Sandy the elephant and Zoot the dog were, without doubt, the best of pals in the whole wide world. They loved to sit by the river and watch time floating past their little seat.
"We’re never going to agree, are we Sandy?” said Zoot.
“I guess not,” said the elephant. “You know, that sometimes I stand in the middle of people and no one ever listens or even mentions me.”
“That’s a shame,” quipped Zoot.
“You get used to it,” said his pal.
“My mother told me stories, a long, long time ago and she said that the world was flat and that was that. If I ran too near the edge there was a chance I would fall off,” said Zoot with a tear in his eye.
“I don’t want to say anything bad about your mother, but both she and you are wrong.

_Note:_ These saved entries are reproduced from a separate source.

PR #1193, opened 2026-06-25
fix(uv): validate patched wheel topology

tamird:
Post-install patches run after repository analysis records a wheel's
layout. A downstream rules_py 2 upgrade patched a wheel that also
participates in package merges. Treating the pre-patch snapshot as
complete hides added paths; discarding it loses collision checks and
package merges for unchanged paths.

Mark patched layouts incomplete and retain whole-wheel fallback for
patch-added paths. Preserve observed topology for collision and merge
planning. Reject patches that change an observed path's file or
directory kind or package classification.

Keep original root `.pth` files and distribution metadata under one
runtime owner. Reject only collisions that leave unsuppressible fallback
copies. Console-script declarations remain pre-patch metadata.

### DIFF
--- a/e2e/cases/azure-core-tracing-overlap/BUILD.bazel
+++ b/e2e/cases/azure-core-tracing-overlap/BUILD.bazel
@@ -18,12 +18,15 @@ load("@aspect_rules_py//py:defs.bzl", "py_test")
 # Variants:
 #   :test       — py_test default (.pth strategy)
 #   :test_tool  — py_venv_test variant (symlink-forest venv)
+# Both use Python 3.11 because post_install.patch names the interpreter-specific
+# lib/python3.11/site-packages install path.
 
 py_test(
     name = "test",
     srcs = ["test.py"],
     dep_group = "azure-core-tracing-import",
     main = "test.py",
+    python_version = "3.11",
     deps = [
         "@pypi_azure_core_tracing//azure_core",
         "@pypi_azure_core_tracing//azure_core_tracing_opentelemetry",
--- a/py/private/py_venv/venv.bzl
+++ b/py/private/py_venv/venv.bzl
@@ -132,7 +132,7 @@ def _resolve_wheel_collisions(ctx, wheels, package_collisions):
 
     # Pass 1: bucket claimants per import root, distribution metadata entry,
     # and console-script name.
-    tl_claimants = {}  # tl -> list of struct(site_packages, is_ns, ns_entries)
+    tl_claimants = {}  # tl -> list of struct(site_packages, layout_complete, is_ns, ns_entries)
     metadata_claimants = {}  # metadata entry -> ordered site_packages paths
     cs_claimants = {}  # name -> list of struct(site_packages, module, func)
     wheel_by_sp = {}  # site_packages_rfpath -> wheel struct
@@ -148,6 +148,7 @@ def _resolve_wheel_collisions(ctx, wheels, package_collisions):
                 continue
             tl_claimants.setdefault(tl, []).append(struct(
                 site_packages = w.site_packages_rfpath,
+                layout_complete = w.layout_complete,
                 is_ns = tl in ns_set,
                 ns_entries = tuple(ns_entries_by_tl.get(tl, [])),
             ))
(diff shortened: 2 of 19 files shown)


tamird:
Extracted from #1166.

Auditing whether each `uv.override_package` setting was consumed exposed
that post-install patches run after wheel topology is extracted, leaving
venv assembly to trust stale package paths.

jbedard:
Why is the new `layout_complete` field required?

e2e/cases/azure-core-tracing-overlap/BUILD.bazel
```diff
@@ -24,6 +24,7 @@ py_test(
     srcs = ["test.py"],
     dep_group = "azure-core-tracing-import",
     main = "test.py",
+    python_version = "3.11",
```
jbedard, line 29: Why is this required?

tamird:
`top_levels` previously encoded two states: empty meant unknown, and
nonempty meant complete. Post-install patches introduce a third state:
the pre-patch entries are known, but the patch may add entries.

Venv assembly must retain the known entries for collision detection and
package-merge planning, while also retaining whole-wheel fallback so
patch-added entries remain reachable. Emptying `top_levels` loses the
former; treating it as complete loses the latter. `layout_complete`
carries that distinction.

py/private/py_venv/venv.bzl
```diff
@@ -181,8 +182,11 @@ def _resolve_wheel_collisions(ctx, wheels, package_collisions):
     ns_claimant_sps = {}  # sp -> True, wheels in any all-namespace collision
     for tl, claimants in tl_claimants.items():
         distinct_sp = {c.site_packages: c for c in claimants}
+        processed_pth = tl.endswith(".pth") and not tl.startswith(".")
```
jbedard: Why? What about `.gitignore` or silly other filenames?

py/tools/unpack/unpack.py
```diff
@@ -189,6 +190,27 @@ def main():
         args.wheel,
     )
 
+    site_packages = (
```
jbedard, line 193: Can any of the unpack logic or validation be in a prefactor?

tamird: Yes. I extracted the generic validation into #1200, directly on `main`. It rejects removal, file/directory changes, and import-package reclassification of repository-inspected paths while allowing ordinary content edits. After that lands, I will rebase this PR so it retains only the `layout_complete` and whole-wheel-fallback behavior needed for patch-added paths.

e2e/cases/azure-core-tracing-overlap/BUILD.bazel
tamird: The post-install patch is applied relative to the install root and names `lib/python3.11/site-packages/azure/core/patched_marker.py`, so both variants must resolve Python 3.11. I added that explanation above the two targets.

py/private/py_venv/venv.bzl
tamird: This now mirrors and cites CPython `site.addsitedir`: only non-hidden names ending in `.pth` are processed. I renamed the variable accordingly. `.gitignore`, `.hidden.pth`, and other names follow the ordinary top-level collision path.

py/private/py_venv/venv.bzl
```diff
@@ -148,6 +148,7 @@ def _resolve_wheel_collisions(ctx, wheels, package_collisions):
                 continue
             tl_claimants.setdefault(tl, []).append(struct(
                 site_packages = w.site_packages_rfpath,
+                layout_complete = w.layout_complete,
```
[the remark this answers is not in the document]
tamird: I am not adding this fallback. `PyWheelsInfo` is a private rules_py provider, and this change updates every in-repository wheel-record producer: `whl_install`, `py_unpacked_wheel`, and the two test producers. `py_library` only forwards their depset. Accepting pre-change ad hoc structs would create a compatibility contract for private internals and would make the new known-but-incomplete layout state ambiguous.

tamird:
I no longer have a consumer whose post-install patch adds a new top-level entry. The incomplete-layout state complicates analysis without repairing a demonstrated failure. #1200 separately rejects destructive topology changes and stands on its own.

The world is round.” Sandy was adamant about that. “Perhaps she told you that so you wouldn’t leave home?”
“She wouldn’t lie to me, she never did. Her father and mother had also told her the same thing.”

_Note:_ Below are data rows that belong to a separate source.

PR #1194, opened 2026-06-25
fix(py): union colliding package directories

tamird:
The atomic top-level venv layout selects one wheel when ordinary package
directories collide. Apache Airflow splits its regular `airflow` package
across core and provider distributions, so unique provider modules
disappear.

In permissive collision modes, union every ordinary directory claimant
at the final `site-packages` path. Sort inputs by runfiles path and
validate all claims before materializing the output. Disjoint entries
and identical files with matching executable bits are compatible.
File-valued top-levels, differing contents or executable bits, and
file/directory conflicts fail instead of selecting code by depset
traversal order.

Apply the same validation to regular packages spanning namespace wheels.
This restores flat-install directory behavior without analysis-time
entry-type metadata or an arbitrary permissive winner.


tamird:
Extracted from #1155.

Reviewing ambiguous namespace-layout merges exposed that permissive
ordinary-directory collisions still selected one wheel and dropped
distinct files from regular packages split across distributions.

tamird:
Closing this rather than stacking another repair on it.

CI exposed a deterministic analysis error: `top_levels` includes both
files and directories, so this patch declared top-level files such as
`CHANGELOG.md` as tree artifacts and sent them to the directory merge
action.

The repair needs analysis-time directory classification. I will rebuild
#1172 directly on `main`, land that metadata contract first, and then
recreate this directory-union change directly on the resulting `main`.
The replacement will also retain the existing postorder overlay semantics
for `warning` and `ignore`; unconditional order-independent rejection
was a separate collision-policy change.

“Yes, but you are a dog, and you can’t see very far, so to you everything is flat,” said Sandy.
Zoot was getting a bit irritated by his friend. “If you and I were the only two creatures who were left alive and then you got hit on the head and died. I would be the only one left, and I would think the world was flat, and so it would be.”
“Just because you said it, wouldn’t make it true.”
“But there wouldn’t be anyone left to argue with me.”
“Still doesn’t make it true. What do think might hit me on the head?” Asked Sandy.
“Maybe something fell out the sky.” Said Zoot.
“Something that was going around the Earth and then fell out of orbit.”
“No. Something that dropped off a cliff on this flat Earth.” Said Zoot. “Okay, so how do you know the world is round?”
“Because when I look out to sea, I can see the horizon. When a ship comes this way you see the top of the mast first before you see the rest of the ship, it makes sense.”
“Not to me,” said Zoot.
“So how are we going to move on from this?” Asked Sandy the elephant.
“Why can’t we both be right? You say what you see. I see it as flat, and you see it as round, and that’s that.” Said Zoot.
“So if I built a ship,” said Sandy, “then you wouldn’t come with me to sail around the world?”
“We would fall off, eventually.”
“But you’ll never know if you never try,” said the elephant.
“Maybe, I’m happy this way,” said Zoot.
“Fair enough, you’re my pal, and that’s good enough for me,” said Sandy.
“What shall we have for lunch?” Asked Zoot.
“Chips?”
“Sounds perfect.”
And the two of them spent the rest of the day eating chips and looking out at a flattish, roundish world, and enjoying what they saw.